I nonni sostituiscono asili nido e baby sitter
I legami famigliari intergenerazionali possono aiutare a superare alcuni dei vincoli descritti sopra   sia attraverso trasferimenti di risorse finanziarie, sia attraverso l’offerta dei servizi di custodia dei   bambini. Dall’indagine Istat sulle neo-mamme emerge l’importanza di questo tipo di aiuti per   l’Italia: il 54% delle mamme che lavorano affidano i bambini ai nonni, contro un 22% che li porta   all’asilo nido e un 11% che li affida alle baby sitter. Il fatto che il ricorso ai nonni sia così   ampiamente diffuso dipende sicuramente dalla necessità di una certa relazione di fiducia con le   persone a cui si affidano i figli, ma dipende anche da motivazioni di tipo strettamente economico: i   nonni forniscono un servizio che è generalmente a titolo gratuito e normalmente più flessibile di   quelli forniti dai servizi pubblici o privati.  La presenza dei nonni dovrebbe dunque incentivare sia la partecipazione al mercato del lavoro che   la fecondità, e questo è confermato per l’Italia da alcune recenti indagini [Del Boca 2002a e b;   Chiuri 2000; Bratti 2003] in cui si evidenzia che la disponibilità del supporto famigliare ha un   effetto positivo sia sull’offerta di lavoro che sulla probabilità di avere un figlio.  Oltre a fornire un servizio di custodia dei figli, i legami famigliari possono fornire supporto anche   attraverso aiuti finanziari e, almeno per l’Italia, questa sembra un’ipotesi non tanto remota.   Accanto a questi aspetti che favoriscono partecipazione e fecondità, tuttavia, la presenza dei nonni   può avere un effetto negativo dovuto alla domanda di assistenza nel caso di genitori o parenti   anziani.    
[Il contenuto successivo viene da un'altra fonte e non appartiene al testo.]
PR #547, opened 2020-03-24
Baby you' re a firework

3nvi:
## Background

You just gotta ignite the light and let it shine

download (2)

Just own the night like the 4th of July

ezgif com-video-to-gif

**P.S. It looks better than this crappy GIF**

## Changes

- Show fireworks for the **first** user during his **first** login

## Testing

- Local


austinbyers:
🎆 amazing

PR #548, opened 2020-03-24
Refactor mage show:schemas so it stays up to date and conforms to other targets

rleighton:
## Changes
Refactor mage show:schemas so it stays up to date and conforms to other targets

## Testing
mage show:schemas


jacknagz:
@rleighton thank you :) wasn't sure how to do this at the time

rleighton:
> @rleighton thank you :) wasn't sure how to do this at the time

This feature!

PR #551, opened 2020-03-24
Rule Field Mappings in BulkUpload

nhakmiller:
## Background

In order to support a more intuitive rule writing experience, the BulkUpload endpoint now supports users specifying the fields `RuleID` and `LogType` for rule configs, and `Log` and `LogType` for rule test configs when uploading YAML/JSON specification files.

## Changes

- BulkUpload now re-maps `RuleID` and `LogType` to `PolicyID` and `ResourceType` when constructing test cases

## Testing

- Tested in my dev account


internal/core/analysis_api/handlers/bulk_upload.go
```diff
@@ -213,33 +213,39 @@ func extractZipFile(input *models.BulkUpload) (map[models.ID]*tableItem, error)
...
+			}
+			if len(config.ResourceTypes) == 0 {
+				analysisItem.ResourceTypes = config.LogTypes
 			}
 		}
 
 		for i, test := range config.Tests {
-			resource, err := jsoniter.MarshalToString(test.Resource)
+			// Same re-mappings as above
+			if test.Resource == nil {
```
rleighton: Maybe add a comment explaining why test.Resource == nil means "rule"

nhakmiller:
The comments I added caused CI to fail because the function became too long...

Issue #492, opened 2020-03-23
Docs: Update Versions for V1.0


jacknagz:
### Description

Make sure to update all references to tagged versions in docs

### Acceptance Criteria

N/A

PR #556, opened 2020-03-24
Fix swagger/build race, add v1 tags to docs

austinbyers:
## Background

If Swagger needs to be built, sometimes there will be a race condition on a fresh deploy:

```
08:07:46        INFO    build:api: generating Go SDK for 4 APIs (api/gateway/*/api.yml)
08:07:46        FATAL   failed to read deployments/bootstrap.yml: open deployments/bootstrap.yml: no such file or directory
```

This happens because `build:api` (swagger) has to change the working directory (due to a bug in swagger). If the bootstrap stack is trying to deploy while the directory is different, it will fail.

The fix is to build swagger apis before starting the bootstrap goroutine

Closes: #492 

## Changes

- Update v1 in documentation
- Build swagger before starting bootstrap goroutine
    - Technically, `build:api` now happens twice, since `build:lambda` also calls it, but the second time no changes will need to be made so it will return immediately (without changing directories)

## Testing

- `touch api/gateway/*/api.yml`
- `mage -v deploy`

No error in the deploy, first swagger build happens by itself, second swagger build shows no changes

### DIFF
--- a/README.md
+++ b/README.md
@@ -7,10 +7,6 @@
 </p>
 
 <p align="center">
-  <i>Panther is currently in beta</i>
-</p>
-
-<p align="center">
   <a href="https://docs.runpanther.io">Documentation</a> |
   <a href="https://docs.runpanther.io/quick-start">Quick Start</a> |
   <a href="https://blog.runpanther.io">Blog</a> |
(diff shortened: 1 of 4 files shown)


README.md
```diff
@@ -6,10 +6,6 @@
   <b>A Cloud-Native SIEM for the Modern Security Team</b>
 </p>
 
-<p align="center">
-  <i>Panther is currently in beta</i>
-</p>
-
```
nhakmiller: 🎊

Le trasformazioni della famiglia e le loro conseguenze
Le trasformazioni che stanno interessando la struttura famigliare in questi ultimi decenni (aumento   delle convivenze, matrimoni meno numerosi e più tardivi, aumento delle separazioni e dei divorzi)   hanno conseguenze rilevanti sulla qualità dei fattori produttivi offerti, in particolare sulla   formazione del capitale umano e sulla salute.

Problemi di rendimento scolastico, produttività e salute   
 Diversi studi hanno mostrato che certe tipologie di relazioni all’interno della famiglia (la presenza o   meno di entrambi i genitori naturali, la convivenza tra figli della coppia e figli di uno solo dei   partner, ecc.) hanno effetti negativi sui figli sia in termini di esiti scolastici, che di esiti lavorativi,   che di problemi comportamentali e di salute, soprattutto di natura psicologica.   

Aumento dei costi sociali
Questi fenomeni hanno conseguenze importanti dal punto di vista economico, non solo per quanto   riguarda i costi privati che ricadono sui figli, ma anche per i costi sociali legati a una minor   accumulazione di capitale umano e agli effetti che questa porta con sé per le prospettive di crescita del sistema.